Success rates for catheter ablation therapy in persistent atrial fibrillation (AF) remain low, in part due to the complex interplay of anatomical, structural and functional factors that contribute to arrhythmia initiation and maintenance. Clinically, it is difficult to isolate the individual contribution of each factor. Patient-specific biophysical models offer a physiology- and physics-constrained framework to simulate AF inducibility and predict responses to multiple treatment strategies for an individual. In parallel, large-scale in silico trials allow for assessment of treatment efficacy across virtual populations.
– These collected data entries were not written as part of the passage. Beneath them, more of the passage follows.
PR #3199, opened 2017-12-26
Physics refactor

eviltak:
## Goal
This refactor aims to reduce the dependency of engine code on the physics engine library used. Engine items currently use items in the `com.bulletphysics` ([MovingBlocks/TeraBullet](https://github.com/MovingBlocks/TeraBullet)) package, which can cause problems while refactoring (moving to a different engine) and necessitates adding an otherwise unrelated package to the module whitelist. The main cuplrits were references to `com.bulletphysics.collision.shapes.CollisionShape` and its subclasses, and `com.bulletphysics.linearmath.Transform`. All these classes have been wrapped around engine classes and interfaces, which can be easily used in both engine as well as module code.

These changes also allow for easily changing the underlying physics engine used without having to change _any_ engine or module code (except the contents of the `PhysicsEngineManager` class). All physics engine integration code will reside in a subpackage of the `physics` subpackage, and will only be interacted with via the relevant interfaces. Theoretically, this also allows multiple physics engine integrations to coexist, with the ability to change the physics engine used at _runtime_ (or in the worst case, a couple of lines of code).

### Introduces
- Wrapper around TeraBullet's `CollisionShape` (and derivatives) by way of interfaces of the same name under the `physics.shapes` subpackage
- `CollisionShapeFactory` interface for creating `CollisionShape`s for entities and blocks, primarily used in the prefab and block loading system
- Functional equivalent of TeraBullet's `Transform` in the `math` subpackage
- A static helper class `PhysicsEngineManager` containing a helper method which creates a new `PhysicsEngine` instance and a constant reference to a `CollisionShapeFactory` instance

### Changes
- Removes reliance on `com.bulletphysics.linearmath.AabbUtil2` by inlining functionally equivalent implementations of the methods used.
- Moves the collision shape component classes from `physics.shapes` to the more suited `physics.components.shapes` package
- Adds a custom `EPSILON` value to `Vector3fUtil` instead of referring to `BulletGlobals.SIMD_EPSILON`

### Removals
- Removes `MeshRenderer.addToBatch` (unrelated to the goals of this PR)

## Considerations

1. ~Introduce a `CompoundShapeFactory` that helps create  a `CompoundShape` and add child shapes to it in order to restrict the `CollisionShape` interface API to read-only methods, further increasing API security~ Not required, as discussed below.

## Future Work

1. Introduce more methods to the `CollisionShape` interface family that may be required in the future
2. Improve upon and widely adopt or fully remove the `Transform` class 
3. Add an `EPSILON` constant to the `PhysicsEngineManager` class, thereby making `PhysicsEngine.getEpsilon` redundant, or find a way to make available the value returned by `getEpsilon` everywhere without needing a `PhysicsEngine` instance (using a static method or a constant). This makes it easier to refer to the epsilon value used by the physics engine without needing to refer to the `PhysicsEngine` instance (like in the case of `Vector3fUtil.safeNormalize`).  
Related: #3204

## TODO
- Document 
  - [x] `CollisionShape` interface family
  - [x] `CollisionShapeFactory`
  - [x] `Transform`

Comments on the future considerations, general suggestions and improvements are welcome.


GooeyHub:

engine/src/main/java/org/terasology/physics/bullet/shapes/BulletCollisionShapeFactory.java
```diff
@@ -0,0 +1,47 @@
...
+import org.terasology.math.geom.Vector3f;
+import org.terasology.physics.shapes.BoxShape;
+import org.terasology.physics.shapes.CollisionShapeFactory;
+import org.terasology.physics.shapes.CompoundShape;
+import org.terasology.physics.shapes.ConvexHullShape;
+import org.terasology.physics.shapes.SphereShape;
+
+import java.util.List;
+
+public class BulletCollisionShapeFactory implements CollisionShapeFactory {
```
pollend: What's the value of using this type of implementation? This just adds an additional layer of complexity to the implementation. What is the value of this if you are basically going to use this to just declare the object. This implementation just introduces complexity.

oniatus: This applies dependency inversion, the factory hides the implementation details from the used object/interface. You could switch this to any other instance of a CollisionShapeFactory and migrate the entire codebase to a different framework.

pollend: I understand a factory is used to generalize the implementation so it can be exchanged for something else. The entire model is already tied to how jbullet works. You can interface out the rest of the shapes and generalize it in the fashion or even wrap the objects themselves.

emanuele3d:
@pollend: Michael, the feedback you just provided is dismissive, destructive. 

If you wish to provide feedback make sure it is constructive. That is: make sure to understand what's the aim of the proposed changes and if you think there are better ways forward spend some time making alternative suggestions, respectful of the time @eviltak obviously already put in.

pollend:
@emanuele3d Sorry, i reacted poorly. The implementation looks fine the closer I looked.

GooeyHub:

engine/src/main/java/org/terasology/physics/bullet/shapes/BulletCompoundShape.java
```diff
@@ -0,0 +1,80 @@
...
+
+    private BulletCompoundShape(CompoundShape compoundShape) {
+        this.compoundShape = compoundShape;
+        underlyingShape = compoundShape;
+
+        childList = new ArrayList<>();
+    }
+
+    @Override
+    public void addChildShape(org.terasology.math.Transform transform, CollisionShape collisionShape) {
```
emanuele3d: Can't we provide a com.bulletphysics.linearmath.Transform in input too? Avoiding the toBulletTransform line?

engine/src/main/java/org/terasology/world/block/shapes/JsonBlockShapeLoader.java
```diff
@@ -120,7 +117,7 @@ public BlockShapeData deserialize(JsonElement json, Type typeOfT, JsonDeserializ
                 JsonObject collisionInfo = shapeObj.get(COLLISION).getAsJsonObject();
                 processCollision(context, shape, collisionInfo);
             } else {
-                shape.setCollisionShape(CUBE_SHAPE);
+                shape.setCollisionShape(PhysicsEngineManager.COLLISION_SHAPE_FACTORY.unitCube());
```
emanuele3d: Can the PhysicEngineManager qualifier be removed?

engine/src/main/java/org/terasology/math/AABB.java
```diff
@@ -146,15 +144,56 @@ public AABB move(Vector3f offset) {
     }
 
     public AABB transform(Quat4f rotation, Vector3f offset, float scale) {
-        Transform transform = new Transform(new Matrix4f(VecMath.to(rotation), VecMath.to(offset), scale));
+        Transform transform = new Transform(offset, rotation, scale);
         return transform(transform);
```
emanuele3d: This is a bit ugly. I do not understand, by looking at this code, what the transform does to itself.

engine/src/main/java/org/terasology/rendering/logic/MeshRenderer.java
```diff
@@ -203,8 +202,7 @@ private void renderEntitiesByMaterial(SetMultimap<Material, EntityRef> meshByMat
                     location.getWorldPosition(worldPos);
                     float worldScale = location.getWorldScale();
 
-                    javax.vecmath.Matrix4f matrixWorldSpace = new javax.vecmath.Matrix4f(VecMath.to(worldRot), VecMath.to(worldPos), worldScale);
-                    transWorldSpace.set(matrixWorldSpace);
+                    Transform transWorldSpace = new Transform(worldPos, worldRot, worldScale);
```
emanuele3d: Could this variable be renamed `toWorldSpace`?

engine/src/main/java/org/terasology/rendering/logic/MeshRenderer.java
```diff
@@ -203,8 +202,7 @@ private void renderEntitiesByMaterial(SetMultimap<Material, EntityRef> meshByMat
...
 
                     Vector3f worldPositionCameraSpace = new Vector3f();
```
emanuele3d: I am aware you are inheriting this, but could this be renamed as `offsetFromCamera`?

engine/src/main/java/org/terasology/world/block/shapes/JsonBlockShapeLoader.java
eviltak: Not directly, but I can introduce a class level constant that maps to the constant in the `PhysicsEngineManager`.

engine/src/main/java/org/terasology/physics/bullet/shapes/BulletCompoundShape.java
eviltak: Unfortunately, we cannot. The whole point of this refactor is to remove usages of physics engine-specific classes in the engine, and using the Bullet `Transform` class in an engine facing API would defeat that purpose. The whole engine is modified to use `org.terasology.math.Transform`, and it wouldn't make sense to change the accepted type. Furthermore, future inheritors may want to use their own `Transform` representation. It is thus the implementors responsibility to convert the `org.terasology.math.Transform` object into an object of its own liking.

engine/src/main/java/org/terasology/math/Vector3fUtil.java
```diff
@@ -56,9 +56,11 @@ public static Vector3f getPerpendicularComponent(Vector3f direction, Vector3f no
     }
 
     public static Vector3f safeNormalize(Vector3f v, Vector3f out) {
+        final float EPSILON = 0.000001f;
```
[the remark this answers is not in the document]
eviltak: I can make this constant global, but it wouldn't make sense because it isn't used anywhere else. If we can find a solution for consideration 4, we wouldn't need this constant at all.

engine/src/main/java/org/terasology/math/AABB.java
```diff
@@ -146,15 +144,56 @@ public AABB move(Vector3f offset) {
...
     public AABB transform(Transform transform) {
-        javax.vecmath.Vector3f newMin = new javax.vecmath.Vector3f();
-        javax.vecmath.Vector3f newMax = new javax.vecmath.Vector3f();
-        AabbUtil2.transformAabb(VecMath.to(min), VecMath.to(max), 0.01f, transform, newMin, newMax);
-        return new AABB(VecMath.from(newMin), VecMath.from(newMax));
+        return transform(transform, 0.01f);
+    }
+
+    public AABB transform(Transform transform, float margin) {
+        // Courtesy of TeraBullet
```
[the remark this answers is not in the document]
eviltak: Yes, cut&paste&adapt of the code in the `AabbUtil2.transform` method in TeraBullet.

engine/src/main/java/org/terasology/math/AABB.java
```diff
@@ -146,15 +144,56 @@ public AABB move(Vector3f offset) {
...
+
+        localHalfExtents.x += margin;
+        localHalfExtents.y += margin;
+        localHalfExtents.z += margin;
+
+        Vector3f localCenter = new Vector3f(max);
+        localCenter.add(min);
+        localCenter.mul(0.5f);
+
+        Matrix3f absBasis = transform.getBasis();
```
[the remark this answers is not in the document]
eviltak: This method is almost entirely (including the variable names) a copy of the  `AabbUtil2.transform` method in TeraBullet. This variable specifically is the absolute value matrix of the basis matrix. In other words, each matrix element is the absolute value of the corresponding basis matrix element.

engine/src/main/java/org/terasology/math/AABB.java
eviltak: Renaming the `transform` method to `transformWith` might help. Arguably, moving this method into the `Transform` class itself (`AABB Transform.transformAabb(AABB aabb)`) would be even better, but that would bring about even more changes not directly related to the physics engine. I think this change would be better off as another PR once this is merged, but if you don't think so I can do it here.

engine/src/main/java/org/terasology/math/AABB.java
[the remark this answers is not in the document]
emanuele3d: Then please let's write that, as Courtesy of TeraBuller is a bit vague.

engine/src/main/java/org/terasology/math/AABB.java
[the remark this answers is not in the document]
emanuele3d: That's not plain english, that's calculus speak. :wink: 

Why are the absolute values needed rather than the values already in the basis matrix?

engine/src/main/java/org/terasology/rendering/logic/MeshRenderer.java
eviltak: I see what you are getting at, but I think `worldSpaceTransform` would arguably be a better name, since transforms usually represent a single space (in this case, world space) to transform to/from.

engine/src/main/java/org/terasology/math/Vector3fUtil.java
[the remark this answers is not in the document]
emanuele3d: Actually, if you do a project-wide search for the string "epsil" you'll find a few other places where an epsilon is used to name a small number.

engine/src/main/java/org/terasology/world/block/shapes/JsonBlockShapeLoader.java
emanuele3d: You mean you can't write an import in the form:

import [...]PhysicsEngineManager.COLLISION_SHAPE_FACTORY

so that you can just write:

COLLISION_SHAPE_FACTORY.getUnitCube()

?

engine/src/main/java/org/terasology/math/AABB.java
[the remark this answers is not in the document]
eviltak: I am not too sure of the implementation myself, but my best guess is that the absolute values are taken to ensure that the rotation and scaling done is in the first octant and hence all elements of `extents` will always be positive.

engine/src/main/java/org/terasology/world/block/shapes/JsonBlockShapeLoader.java
eviltak: Yes, that may be possible. I keep forgetting Java has static imports 😄

engine/src/main/java/org/terasology/math/AABB.java
eviltak: Just for clarity, the transform does not do anything to itself. The `this` AABB is transformed (rotated, translated and scaled) according to the `transform` object and the transformed AABB is returned.

engine/src/main/java/org/terasology/physics/bullet/shapes/BulletCollisionShapeFactory.java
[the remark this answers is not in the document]
eviltak: Done.

GooeyHub:

engine/src/main/java/org/terasology/math/Vector3fUtil.java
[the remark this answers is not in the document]
eviltak: True. Making a single `EPSILON` constant which is used everywhere is a good a idea, but is out of scope for this PR (at best, loosely related with consideration 4). The only reason I made this change was to remove the usage of  `BulletGlobals.SIMD_EPSILON` (in the TeraBullet package) in the `safeNormalize` method.

GooeyHub:

GooeyHub:

GooeyHub:

eviltak:
Thank you for the review @emanuele3d. Do you have any thoughts or suggestions on the considerations?

eviltak:
On further thought, I have decided to include consideration 1 (_Introduce a `CompoundShapeFactory` that helps create and a `CompoundShape` add child shapes to it in order to restrict the `CollisionShape` interface API to read-only methods, further increasing API security_) into the scope of this PR. Please do throw in comments and suggestions.

GooeyHub:

engine/src/main/java/org/terasology/math/AABB.java
emanuele3d: I know what you mean. It's just that this code seems to say that a transform is being transformed. When instead it is being passed through a chain of "transform" methods that (I'm guessing) are all needed at one point or another, down to the one actually doing the work. 

Hmmm. I can't think of a way to write it differently though. So, let's leave it as it is for now.

engine/src/main/java/org/terasology/math/AABB.java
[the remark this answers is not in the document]
emanuele3d: Ok, let's leave it as it is.

engine/src/main/java/org/terasology/math/Vector3fUtil.java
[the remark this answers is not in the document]
emanuele3d: Ok, the out-of-scope is a good argument. Can you please write a brief issue on the idea of having a global epsilon constant, so that the concept doesn't get lost?

engine/src/main/java/org/terasology/math/AABB.java
eviltak: I agree that it can be made more readable. Moving the method into the `Transform` class as I mentioned before would, in my opinion, make things much better, but this method must have been used in other places outside the physics engine, making a refactor out of scope for this PR.

engine/src/main/java/org/terasology/rendering/logic/MeshRenderer.java
eviltak: I can. Nice catch.

engine/src/main/java/org/terasology/math/Vector3fUtil.java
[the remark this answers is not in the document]
eviltak: Definitely. Will make one soon enough. I like the idea of centralizing the global epsilon, as part of the physics engine system or otherwise.

engine/src/main/java/org/terasology/rendering/logic/MeshRenderer.java
emanuele3d: Hmmmm... I don't think I agree with that description. 

A transformation is a mapping from one space to another. Sure, you can -interpret- the information stored in the transformation as creating a new space relative to some other frame of reference, i.e. the world space. But the way we use it in our context is to transform vectors from one space to another. Crucially, a specific transformation brings you from space A to space B but it then needs to be inverted to go the other way around. So, the name of a variable storing a transformation in my opinion should reflect the direction of the transformation.

eviltak: Your description does make more sense the more I think about it. However, I still feel that `toWorldSpace` is a bit lacking as a variable name - to me it sounds more like a method. How about `toWorldSpaceTransform`? I don't normally agree with the practice of including the type in the variable name, but I feel it is justified in this case.

engine/src/main/java/org/terasology/math/AABB.java
```diff
@@ -146,15 +146,56 @@ public AABB move(Vector3f offset) {
...
     public AABB transform(Transform transform) {
-        javax.vecmath.Vector3f newMin = new javax.vecmath.Vector3f();
-        javax.vecmath.Vector3f newMax = new javax.vecmath.Vector3f();
-        AabbUtil2.transformAabb(VecMath.to(min), VecMath.to(max), 0.01f, transform, newMin, newMax);
-        return new AABB(VecMath.from(newMin), VecMath.from(newMax));
+        return transform(transform, DEFAULT_MARGIN);
+    }
+
+    public AABB transform(Transform transform, float margin) {
+        // Adaptation of AabbUtil2.transformAabb in the TeraBullet
```
emanuele3d: `// Adaptation of method AabbUtil2.transformAabb from the TeraBullet library. `

(remember the people reading your code in the future might not yet know what kind of animal TeraBullet is)

engine/src/main/java/org/terasology/rendering/logic/MeshRenderer.java
emanuele3d: Sure, I can live with that.

engine/src/main/java/org/terasology/math/AABB.java
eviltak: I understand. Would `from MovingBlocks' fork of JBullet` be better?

To translate these cardiac computational models from the research environment to the clinic, models must be constructed quickly, reproducibly and at scale. We previously introduced atrialmtk, an open-source pipeline for building anatomically detailed atrial models from imaging or electroanatomic mapping (EAM) data. This platform generates atrial meshes with regional labelling, fibre architecture, and transmural wall variation. It is user-friendly, cross-platform compatible, and scalable, as demonstrated by its application to a cohort of 1000 geometries for population-based in silico studies.
Anatomical atrial models may be further personalised to incorporate structural and functional information from imaging or EAM data; however, it is challenging to determine the optimal methodology for this personalisation. Here we utilise atrialmtk to build anatomical models from imaging and EAM data and then compare different methods of model calibration as follows. For LGE-MRI data personalisation, we compare different types of fibrotic remodelling including conduction slowing and replacement fibrosis (percolation). For EAM-based calibration, we compare conduction velocity calibration from local activation time maps collected at different pacing cycle lengths to personalisation approaches based on bipolar voltage or omnipolar voltage maps. Finally, we demonstrate methodologies for calibrating to AF cycle length maps.